* TO DO *
An identical transcription of the records is required.

* DATA SECTION *
PR #120, opened 2024-05-01
Extensions for `EntropyNBytes` 

micbakos-rdx:
* Extensions for `EntropyNBytes` added
* Android's [`SecureRandom`](https://developer.android.com/reference/kotlin/java/security/SecureRandom) is used as an internal function to produce entropy. Each entropy class exposes a `random()` factory.
* Two methods exposed for notarizing signed intent hash and calculating public key from said entropy.


src/core/types/secret_bytes.rs
```diff
@@ -53,6 +53,12 @@ macro_rules! decl_secret_bytes {
                     .map(|secret_magic| $struct_name { secret_magic })
             }
 
+           impl $struct_name {
+                pub fn to_bytes(&self) -> &[u8] {
+                    &self.secret_magic.0.as_slice()
```
CyonAlexRDX, line 58: please change `[< $struct_name:snake _to_bytes >](bytes: &$struct_name) ` below to use this method

jvm/sargon-android/src/main/java/com/radixdlt/sargon/extensions/Entropy32Bytes.kt
```diff
@@ -0,0 +1,34 @@
...
+fun Entropy32Bytes.Companion.init(bytes: BagOfBytes): Entropy32Bytes =
+    newEntropy32BytesFromBytes(bytes = bytes)
+
+val Entropy32Bytes.Companion.LENGTH: Int
+    get() = 32
+
+fun Entropy32Bytes.asGeneral() = Bip39Entropy.EntropyOf32Bytes(this)
+
+@Throws(SargonException::class)
+fun Entropy32Bytes.notarize(signedIntentHash: SignedIntentHash): NotarySignature =
```
CyonAlexRDX, line 26: Personally I would not create `notarize` as a method on `Entropy32Bytes`, I find it a bit strange. I think I would create my own `data class`: `NotaryPrivateKey` which has `notarize` and the public key func returning `Ed25519PublicKey`.

CyonAlexRDX (approved):
LGTM, left some minor remarks.

jvm/sargon-android/src/main/java/com/radixdlt/sargon/extensions/Entropy32Bytes.kt
micbakos-rdx: You are right was thinking about it too.

jvm/sargon-android/src/main/java/com/radixdlt/sargon/extensions/NotaryPrivateKey.kt
```diff
@@ -0,0 +1,50 @@
...
+    }
+
+    override fun hashCode(): Int {
+        return entropy32Bytes.hashCode()
+    }
+
+    @KoverIgnore
+    override fun toString(): String {
+        return "NotaryPrivateKey(entropy32Bytes=$entropy32Bytes)"
+    }
```
micbakos-rdx, line 47: IDE auto-generated methods when we create just a class instead of data class. The reason it is just a class is because we need to hide the constructor to the end user and instead provide a factory that is similar to how the PrivateKey api was.

PR #3448, opened 2026-01-14
Move `TelemetryProcessor` from span-first branch and replace `LogBatcher`

buenaflor:
No implementations added, only removed things that dont exist yet in the main branch which is the new span model

this allows us to work on metrics sooner


packages/dart/lib/src/sentry_client.dart
```diff
@@ -75,9 +74,6 @@ class SentryClient {
     if (enableFlutterSpotlight) {
       options.transport = SpotlightHttpTransport(options, options.transport);
     }
-    if (options.enableLogs) {
-      options.logBatcher = SentryLogBatcher(options);
```
denrase, line 79: We can probably remove the `SentryLogBatcher` and tests. If we need to restore, we can go back to this PR. WDYT?

denrase (approved):
Lookin good, just one suggestion.

denrase:
We also need to check why some CI checks are red.

packages/dart/lib/src/sentry_client.dart
buenaflor: yeah let's do it

buenaflor: I'll remove it

buenaflor:
@denrase double checked and red CI is unrelated to this PR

* TASK OUTPUT *
PR #120, opened 2024-05-01
Extensions for `EntropyNBytes` 

micbakos-rdx:
* Extensions for `EntropyNBytes` added
* Android's [`SecureRandom`](https://developer.android.com/reference/kotlin/java/security/SecureRandom) is used as an internal function to produce entropy. Each entropy class exposes a `random()` factory.
* Two methods exposed for notarizing signed intent hash and calculating public key from said entropy.


src/core/types/secret_bytes.rs
```diff
@@ -53,6 +53,12 @@ macro_rules! decl_secret_bytes {
                     .map(|secret_magic| $struct_name { secret_magic })
             }
 
+           impl $struct_name {
+                pub fn to_bytes(&self) -> &[u8] {
+                    &self.secret_magic.0.as_slice()
```
CyonAlexRDX, line 58: please change `[< $struct_name:snake _to_bytes >](bytes: &$struct_name) ` below to use this method

jvm/sargon-android/src/main/java/com/radixdlt/sargon/extensions/Entropy32Bytes.kt
```diff
@@ -0,0 +1,34 @@
...
+fun Entropy32Bytes.Companion.init(bytes: BagOfBytes): Entropy32Bytes =
+    newEntropy32BytesFromBytes(bytes = bytes)
+
+val Entropy32Bytes.Companion.LENGTH: Int
+    get() = 32
+
+fun Entropy32Bytes.asGeneral() = Bip39Entropy.EntropyOf32Bytes(this)
+
+@Throws(SargonException::class)
+fun Entropy32Bytes.notarize(signedIntentHash: SignedIntentHash): NotarySignature =
```
CyonAlexRDX, line 26: Personally I would not create `notarize` as a method on `Entropy32Bytes`, I find it a bit strange. I think I would create my own `data class`: `NotaryPrivateKey` which has `notarize` and the public key func returning `Ed25519PublicKey`.

CyonAlexRDX (approved):
LGTM, left some minor remarks.

jvm/sargon-android/src/main/java/com/radixdlt/sargon/extensions/Entropy32Bytes.kt
micbakos-rdx: You are right was thinking about it too.

jvm/sargon-android/src/main/java/com/radixdlt/sargon/extensions/NotaryPrivateKey.kt
```diff
@@ -0,0 +1,50 @@
...
+    }
+
+    override fun hashCode(): Int {
+        return entropy32Bytes.hashCode()
+    }
+
+    @KoverIgnore
+    override fun toString(): String {
+        return "NotaryPrivateKey(entropy32Bytes=$entropy32Bytes)"
+    }
```
micbakos-rdx, line 47: IDE auto-generated methods when we create just a class instead of data class. The reason it is just a class is because we need to hide the constructor to the end user and instead provide a factory that is similar to how the PrivateKey api was.

PR #3448, opened 2026-01-14
Move `TelemetryProcessor` from span-first branch and replace `LogBatcher`

buenaflor:
No implementations added, only removed things that dont exist yet in the main branch which is the new span model

this allows us to work on metrics sooner


packages/dart/lib/src/sentry_client.dart
```diff
@@ -75,9 +74,6 @@ class SentryClient {
     if (enableFlutterSpotlight) {
       options.transport = SpotlightHttpTransport(options, options.transport);
     }
-    if (options.enableLogs) {
-      options.logBatcher = SentryLogBatcher(options);
```
denrase, line 79: We can probably remove the `SentryLogBatcher` and tests. If we need to restore, we can go back to this PR. WDYT?

denrase (approved):
Lookin good, just one suggestion.

denrase:
We also need to check why some CI checks are red.

packages/dart/lib/src/sentry_client.dart
buenaflor: yeah let's do it

buenaflor: I'll remove it

buenaflor:
@denrase double checked and red CI is unrelated to this PR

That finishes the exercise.